Are All Car Stereo Installers Professionals?
By the dictionary definition, if they are getting paid, then that should make them professional, shouldn’t it? Sadly, not everyone is. It takes years or maybe even decades to learn the procedures and processes required to accurately, reliably and safely integrate aftermarket electronics into a new vehicle.
Depending on the shop you choose, the person working on your car may be paid to complete as many tasks as possible in the least amount of time. On the other side of the coin, the technician may focus on the reliability, serviceability and craftsmanship of the work he or she performs.
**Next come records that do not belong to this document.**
PR #27134, opened 2025-10-28
Use virtual threads for loading plugins and creating connectors

wendigo:
This work is mostly I/O bound (reading JARs) so it's a good fit for virtual threads

## Release notes

```markdown
## Section
```

## Summary by Sourcery

Enhancements:
- Replace BoundedExecutor backed by newCachedThreadPool with ThreadPerTaskExecutor using virtual threads for the startup executor


wendigo:
@raunaqmorarka it's roughly the same but there are less threads remaining after startup (startup executor isn't closed as you can still create new catalogs dynamically which is a waste because you keep a thread pool running that isn't used most of the time)

chenjian2664 (approved):

findepi:
> This work is mostly I/O bound (reading JARs)

i would think there is considerable time spent on decompressing the JARs and then loading the classes.

> waste because you keep a thread pool running that isn't used most of the time)

most thread pools expire their threads after some time (like 1 minute). was this one different?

When you go shopping for accessories for your vehicle, half of the project is choosing the right electronics and the other half is choosing the right installer. You should ask to see samples of their work that show the wiring and electrical connections behind the scenes. What test equipment do they own? Are they MECP certified? All of this, along with the feeling you get from the salesman, is crucial to ensuring that your vehicle is in safe hands.
Plan Your Mobile Electronics Purchase
When you decide you want to upgrade your vehicle, start by researching the car stereo shops in your area. Look at their reviews on Facebook and Google and check out examples of their work on their Facebook page and website. If you can, contact other clients and look for recommendations in local automotive enthusiast groups. You are hiring someone to work on and potentially modify your vehicle – one of the largest financial investments you own. Don’t take choosing a professional car stereo installer lightly.